● **EXERCISE INSTRUCTIONS**: When a line in the data below includes "packets", pick it out and copy it.

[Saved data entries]
»»

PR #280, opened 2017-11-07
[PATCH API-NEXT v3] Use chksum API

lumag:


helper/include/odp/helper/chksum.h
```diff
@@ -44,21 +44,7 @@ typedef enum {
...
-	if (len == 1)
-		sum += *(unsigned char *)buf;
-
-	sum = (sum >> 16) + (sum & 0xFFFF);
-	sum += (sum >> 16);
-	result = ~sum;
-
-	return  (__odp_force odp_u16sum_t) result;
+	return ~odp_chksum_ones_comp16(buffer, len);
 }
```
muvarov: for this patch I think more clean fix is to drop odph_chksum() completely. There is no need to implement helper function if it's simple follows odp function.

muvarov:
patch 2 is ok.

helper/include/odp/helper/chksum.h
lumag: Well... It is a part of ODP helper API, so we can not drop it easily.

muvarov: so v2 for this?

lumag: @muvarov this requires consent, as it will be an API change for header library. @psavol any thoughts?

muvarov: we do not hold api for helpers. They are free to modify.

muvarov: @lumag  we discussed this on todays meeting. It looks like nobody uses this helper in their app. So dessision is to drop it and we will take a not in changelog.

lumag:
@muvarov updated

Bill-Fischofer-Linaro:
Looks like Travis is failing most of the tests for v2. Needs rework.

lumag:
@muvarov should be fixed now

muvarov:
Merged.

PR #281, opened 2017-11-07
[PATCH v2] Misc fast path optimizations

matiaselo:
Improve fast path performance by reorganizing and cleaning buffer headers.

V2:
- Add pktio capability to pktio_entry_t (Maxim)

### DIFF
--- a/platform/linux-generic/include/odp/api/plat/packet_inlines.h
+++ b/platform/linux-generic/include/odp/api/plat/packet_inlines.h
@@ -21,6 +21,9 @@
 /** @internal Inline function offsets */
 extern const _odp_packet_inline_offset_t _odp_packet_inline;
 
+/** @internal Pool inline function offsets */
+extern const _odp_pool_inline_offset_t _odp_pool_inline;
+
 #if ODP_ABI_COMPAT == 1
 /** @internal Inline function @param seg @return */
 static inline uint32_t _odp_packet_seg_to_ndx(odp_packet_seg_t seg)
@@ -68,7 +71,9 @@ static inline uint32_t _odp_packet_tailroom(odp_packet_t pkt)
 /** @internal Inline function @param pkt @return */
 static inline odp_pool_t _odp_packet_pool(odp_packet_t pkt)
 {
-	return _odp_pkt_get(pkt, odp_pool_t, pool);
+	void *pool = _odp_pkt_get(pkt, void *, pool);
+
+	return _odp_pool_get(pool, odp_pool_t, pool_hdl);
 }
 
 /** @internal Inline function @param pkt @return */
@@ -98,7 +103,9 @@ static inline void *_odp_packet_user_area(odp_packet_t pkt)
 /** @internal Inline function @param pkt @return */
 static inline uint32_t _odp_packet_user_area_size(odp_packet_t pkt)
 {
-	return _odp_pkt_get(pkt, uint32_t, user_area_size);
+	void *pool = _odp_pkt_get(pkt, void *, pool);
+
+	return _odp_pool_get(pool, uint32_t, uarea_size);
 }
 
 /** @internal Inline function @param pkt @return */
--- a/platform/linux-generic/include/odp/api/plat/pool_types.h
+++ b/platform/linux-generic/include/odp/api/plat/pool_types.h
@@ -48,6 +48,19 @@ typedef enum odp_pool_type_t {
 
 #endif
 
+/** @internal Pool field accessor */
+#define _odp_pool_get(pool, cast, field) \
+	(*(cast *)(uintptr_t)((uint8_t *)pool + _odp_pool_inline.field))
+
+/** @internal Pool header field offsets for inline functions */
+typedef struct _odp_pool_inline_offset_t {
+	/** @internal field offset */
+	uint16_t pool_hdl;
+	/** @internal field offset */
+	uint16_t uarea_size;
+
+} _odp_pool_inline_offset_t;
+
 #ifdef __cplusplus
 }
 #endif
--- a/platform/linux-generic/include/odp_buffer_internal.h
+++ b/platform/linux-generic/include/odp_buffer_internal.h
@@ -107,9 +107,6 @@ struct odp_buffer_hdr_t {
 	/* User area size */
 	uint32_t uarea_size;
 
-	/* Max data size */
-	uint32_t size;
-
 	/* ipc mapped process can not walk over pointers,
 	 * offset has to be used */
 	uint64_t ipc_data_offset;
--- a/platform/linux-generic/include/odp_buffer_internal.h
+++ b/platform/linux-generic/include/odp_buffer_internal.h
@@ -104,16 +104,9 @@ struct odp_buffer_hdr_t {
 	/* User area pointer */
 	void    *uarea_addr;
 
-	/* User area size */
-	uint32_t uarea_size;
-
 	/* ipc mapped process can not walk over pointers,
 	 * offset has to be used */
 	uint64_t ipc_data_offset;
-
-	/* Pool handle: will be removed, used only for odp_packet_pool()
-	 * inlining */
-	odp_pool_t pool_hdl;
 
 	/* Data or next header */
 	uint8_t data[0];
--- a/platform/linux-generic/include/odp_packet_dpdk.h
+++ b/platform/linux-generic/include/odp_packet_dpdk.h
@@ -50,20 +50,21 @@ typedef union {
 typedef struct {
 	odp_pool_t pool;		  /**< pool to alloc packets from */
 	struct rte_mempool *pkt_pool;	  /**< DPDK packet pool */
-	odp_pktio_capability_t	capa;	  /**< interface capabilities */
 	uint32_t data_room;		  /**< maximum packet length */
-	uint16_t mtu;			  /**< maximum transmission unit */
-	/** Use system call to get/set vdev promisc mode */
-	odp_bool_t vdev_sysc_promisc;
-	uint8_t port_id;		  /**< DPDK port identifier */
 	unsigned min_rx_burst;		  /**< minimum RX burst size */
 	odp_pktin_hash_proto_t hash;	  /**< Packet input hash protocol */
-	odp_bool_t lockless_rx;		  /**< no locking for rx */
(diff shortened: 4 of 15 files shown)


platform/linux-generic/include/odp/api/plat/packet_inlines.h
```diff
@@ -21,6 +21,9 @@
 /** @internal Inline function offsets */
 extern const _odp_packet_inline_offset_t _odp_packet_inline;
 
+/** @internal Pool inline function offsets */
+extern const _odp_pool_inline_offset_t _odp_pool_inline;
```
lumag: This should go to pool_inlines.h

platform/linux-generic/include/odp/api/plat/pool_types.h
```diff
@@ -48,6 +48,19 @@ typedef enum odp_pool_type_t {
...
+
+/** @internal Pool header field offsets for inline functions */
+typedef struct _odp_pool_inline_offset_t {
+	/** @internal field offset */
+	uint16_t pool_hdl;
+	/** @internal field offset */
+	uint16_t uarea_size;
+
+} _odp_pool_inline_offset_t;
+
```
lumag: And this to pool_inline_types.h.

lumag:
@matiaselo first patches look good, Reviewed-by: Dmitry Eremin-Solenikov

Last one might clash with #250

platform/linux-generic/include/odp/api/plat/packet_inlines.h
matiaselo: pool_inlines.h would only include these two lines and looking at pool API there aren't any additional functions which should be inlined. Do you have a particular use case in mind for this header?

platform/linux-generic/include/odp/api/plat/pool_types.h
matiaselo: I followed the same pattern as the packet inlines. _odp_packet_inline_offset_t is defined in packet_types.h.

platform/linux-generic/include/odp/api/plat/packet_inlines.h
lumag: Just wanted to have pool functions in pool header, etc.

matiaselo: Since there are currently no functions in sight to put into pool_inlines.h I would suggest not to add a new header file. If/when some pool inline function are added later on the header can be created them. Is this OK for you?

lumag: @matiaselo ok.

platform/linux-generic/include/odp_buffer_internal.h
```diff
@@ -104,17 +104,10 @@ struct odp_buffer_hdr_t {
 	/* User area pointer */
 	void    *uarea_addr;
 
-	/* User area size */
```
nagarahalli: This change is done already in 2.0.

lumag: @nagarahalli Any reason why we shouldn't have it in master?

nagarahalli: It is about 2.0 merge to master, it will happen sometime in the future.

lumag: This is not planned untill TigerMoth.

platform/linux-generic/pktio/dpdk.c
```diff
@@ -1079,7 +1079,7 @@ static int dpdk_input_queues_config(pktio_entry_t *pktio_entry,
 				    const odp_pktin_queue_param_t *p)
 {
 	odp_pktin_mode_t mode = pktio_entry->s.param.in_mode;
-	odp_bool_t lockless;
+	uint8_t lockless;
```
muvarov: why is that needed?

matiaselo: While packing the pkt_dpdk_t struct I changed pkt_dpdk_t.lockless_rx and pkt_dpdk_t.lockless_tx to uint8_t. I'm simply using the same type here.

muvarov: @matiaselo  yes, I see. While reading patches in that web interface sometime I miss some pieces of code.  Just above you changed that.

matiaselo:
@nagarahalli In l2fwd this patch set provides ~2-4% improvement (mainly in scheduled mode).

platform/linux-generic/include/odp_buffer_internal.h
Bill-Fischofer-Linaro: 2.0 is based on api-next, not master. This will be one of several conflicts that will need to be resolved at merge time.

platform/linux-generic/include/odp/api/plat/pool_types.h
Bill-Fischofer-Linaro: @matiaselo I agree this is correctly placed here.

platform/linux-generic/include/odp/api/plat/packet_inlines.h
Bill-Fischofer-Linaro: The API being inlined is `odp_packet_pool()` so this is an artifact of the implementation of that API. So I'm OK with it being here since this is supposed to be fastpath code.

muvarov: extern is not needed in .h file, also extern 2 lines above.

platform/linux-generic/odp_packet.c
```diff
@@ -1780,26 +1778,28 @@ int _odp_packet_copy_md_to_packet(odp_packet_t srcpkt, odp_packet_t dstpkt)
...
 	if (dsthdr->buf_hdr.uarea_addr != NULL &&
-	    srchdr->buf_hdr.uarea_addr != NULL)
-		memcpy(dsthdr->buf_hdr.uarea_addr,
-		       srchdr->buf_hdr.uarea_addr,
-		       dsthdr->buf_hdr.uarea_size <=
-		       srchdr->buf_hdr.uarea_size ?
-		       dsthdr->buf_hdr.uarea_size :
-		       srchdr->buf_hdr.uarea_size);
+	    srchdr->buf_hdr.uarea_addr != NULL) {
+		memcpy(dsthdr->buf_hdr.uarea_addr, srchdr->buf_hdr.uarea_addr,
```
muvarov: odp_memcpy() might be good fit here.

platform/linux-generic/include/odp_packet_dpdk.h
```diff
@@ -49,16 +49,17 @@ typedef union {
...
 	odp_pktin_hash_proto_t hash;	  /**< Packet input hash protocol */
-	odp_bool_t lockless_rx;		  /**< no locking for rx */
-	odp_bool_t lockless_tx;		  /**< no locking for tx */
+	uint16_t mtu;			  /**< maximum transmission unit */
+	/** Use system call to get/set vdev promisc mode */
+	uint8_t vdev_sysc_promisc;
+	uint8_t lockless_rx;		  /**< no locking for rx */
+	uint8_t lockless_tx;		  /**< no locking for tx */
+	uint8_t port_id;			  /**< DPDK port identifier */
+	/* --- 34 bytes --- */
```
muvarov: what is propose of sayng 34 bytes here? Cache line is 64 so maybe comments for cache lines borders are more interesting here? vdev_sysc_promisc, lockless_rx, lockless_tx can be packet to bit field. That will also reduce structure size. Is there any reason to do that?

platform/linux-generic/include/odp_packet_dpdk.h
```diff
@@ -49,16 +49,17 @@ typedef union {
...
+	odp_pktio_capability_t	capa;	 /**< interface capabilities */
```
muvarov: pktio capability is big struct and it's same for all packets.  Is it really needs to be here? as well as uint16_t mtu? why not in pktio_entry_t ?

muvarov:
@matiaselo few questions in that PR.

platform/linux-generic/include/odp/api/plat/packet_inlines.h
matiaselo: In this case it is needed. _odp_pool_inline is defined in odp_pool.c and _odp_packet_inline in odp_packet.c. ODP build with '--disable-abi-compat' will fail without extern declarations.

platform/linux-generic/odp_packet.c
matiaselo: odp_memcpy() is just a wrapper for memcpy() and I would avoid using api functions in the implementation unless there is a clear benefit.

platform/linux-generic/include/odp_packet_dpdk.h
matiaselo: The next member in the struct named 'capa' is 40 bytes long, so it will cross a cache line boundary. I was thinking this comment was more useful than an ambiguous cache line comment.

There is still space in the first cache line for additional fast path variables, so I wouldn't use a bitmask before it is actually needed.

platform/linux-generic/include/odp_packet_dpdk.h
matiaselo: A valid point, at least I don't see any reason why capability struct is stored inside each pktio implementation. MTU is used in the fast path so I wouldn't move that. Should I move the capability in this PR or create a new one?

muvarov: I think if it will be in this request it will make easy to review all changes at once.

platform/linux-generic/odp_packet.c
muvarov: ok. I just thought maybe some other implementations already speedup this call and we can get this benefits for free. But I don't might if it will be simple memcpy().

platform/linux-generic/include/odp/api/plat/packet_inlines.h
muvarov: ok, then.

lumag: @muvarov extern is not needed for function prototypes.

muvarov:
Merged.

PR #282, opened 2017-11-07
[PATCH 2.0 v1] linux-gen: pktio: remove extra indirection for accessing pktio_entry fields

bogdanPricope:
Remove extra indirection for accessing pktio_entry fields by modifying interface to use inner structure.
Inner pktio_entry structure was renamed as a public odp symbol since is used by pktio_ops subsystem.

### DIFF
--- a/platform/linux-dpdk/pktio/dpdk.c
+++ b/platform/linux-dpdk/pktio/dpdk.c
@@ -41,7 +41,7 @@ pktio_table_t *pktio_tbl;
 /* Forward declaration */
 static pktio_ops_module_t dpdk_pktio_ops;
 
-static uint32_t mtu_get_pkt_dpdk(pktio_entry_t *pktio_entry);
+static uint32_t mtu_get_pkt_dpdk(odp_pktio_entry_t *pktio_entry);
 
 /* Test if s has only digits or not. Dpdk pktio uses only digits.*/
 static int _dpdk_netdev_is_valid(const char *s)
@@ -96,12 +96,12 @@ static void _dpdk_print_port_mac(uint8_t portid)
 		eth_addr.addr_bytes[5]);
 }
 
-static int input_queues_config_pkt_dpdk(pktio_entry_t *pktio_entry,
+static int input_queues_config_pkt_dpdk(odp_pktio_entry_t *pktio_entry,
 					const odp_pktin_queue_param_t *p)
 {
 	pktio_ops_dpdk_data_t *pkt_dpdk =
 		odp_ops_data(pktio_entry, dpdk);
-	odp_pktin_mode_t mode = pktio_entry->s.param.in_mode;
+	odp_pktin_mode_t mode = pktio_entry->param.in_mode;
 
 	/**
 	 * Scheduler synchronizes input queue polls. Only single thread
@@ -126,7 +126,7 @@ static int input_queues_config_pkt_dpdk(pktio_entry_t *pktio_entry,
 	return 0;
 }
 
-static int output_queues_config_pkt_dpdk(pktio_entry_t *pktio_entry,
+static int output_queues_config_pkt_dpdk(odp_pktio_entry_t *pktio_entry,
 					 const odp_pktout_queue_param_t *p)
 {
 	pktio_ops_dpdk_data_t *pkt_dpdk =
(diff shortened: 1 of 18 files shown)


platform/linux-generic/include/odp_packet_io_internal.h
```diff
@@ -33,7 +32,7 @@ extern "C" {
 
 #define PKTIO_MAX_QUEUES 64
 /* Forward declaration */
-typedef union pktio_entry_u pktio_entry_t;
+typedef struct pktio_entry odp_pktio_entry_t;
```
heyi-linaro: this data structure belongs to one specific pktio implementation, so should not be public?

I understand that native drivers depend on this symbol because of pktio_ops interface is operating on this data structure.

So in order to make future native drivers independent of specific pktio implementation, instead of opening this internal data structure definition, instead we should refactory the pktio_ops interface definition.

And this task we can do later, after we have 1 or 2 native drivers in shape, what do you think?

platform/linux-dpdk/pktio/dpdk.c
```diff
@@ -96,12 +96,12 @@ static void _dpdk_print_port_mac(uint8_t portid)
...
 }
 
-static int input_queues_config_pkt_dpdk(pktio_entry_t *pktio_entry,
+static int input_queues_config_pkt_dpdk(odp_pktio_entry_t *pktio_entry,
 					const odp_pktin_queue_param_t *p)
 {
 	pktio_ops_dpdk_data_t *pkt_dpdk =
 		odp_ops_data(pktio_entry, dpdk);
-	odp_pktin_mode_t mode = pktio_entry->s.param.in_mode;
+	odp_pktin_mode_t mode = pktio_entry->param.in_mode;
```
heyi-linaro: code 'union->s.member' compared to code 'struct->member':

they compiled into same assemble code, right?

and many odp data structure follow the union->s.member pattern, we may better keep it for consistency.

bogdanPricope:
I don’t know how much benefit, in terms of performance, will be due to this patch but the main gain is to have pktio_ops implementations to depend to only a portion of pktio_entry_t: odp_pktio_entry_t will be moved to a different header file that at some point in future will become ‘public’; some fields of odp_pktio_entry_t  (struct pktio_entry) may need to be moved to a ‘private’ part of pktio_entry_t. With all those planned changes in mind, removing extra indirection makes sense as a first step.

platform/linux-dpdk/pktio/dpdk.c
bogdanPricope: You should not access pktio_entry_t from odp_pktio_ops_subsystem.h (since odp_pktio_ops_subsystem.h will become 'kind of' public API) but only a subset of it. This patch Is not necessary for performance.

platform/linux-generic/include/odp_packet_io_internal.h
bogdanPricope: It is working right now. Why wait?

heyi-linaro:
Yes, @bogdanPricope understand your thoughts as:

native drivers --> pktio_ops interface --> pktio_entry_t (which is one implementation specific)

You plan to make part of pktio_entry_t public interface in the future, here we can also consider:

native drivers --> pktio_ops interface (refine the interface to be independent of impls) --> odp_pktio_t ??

««

● **OUTPUT FOR THIS TASK**:
 	odp_pool_t pool;		  /**< pool to alloc packets from */
muvarov: pktio capability is big struct and it's same for all packets.  Is it really needs to be here? as well as uint16_t mtu? why not in pktio_entry_t ?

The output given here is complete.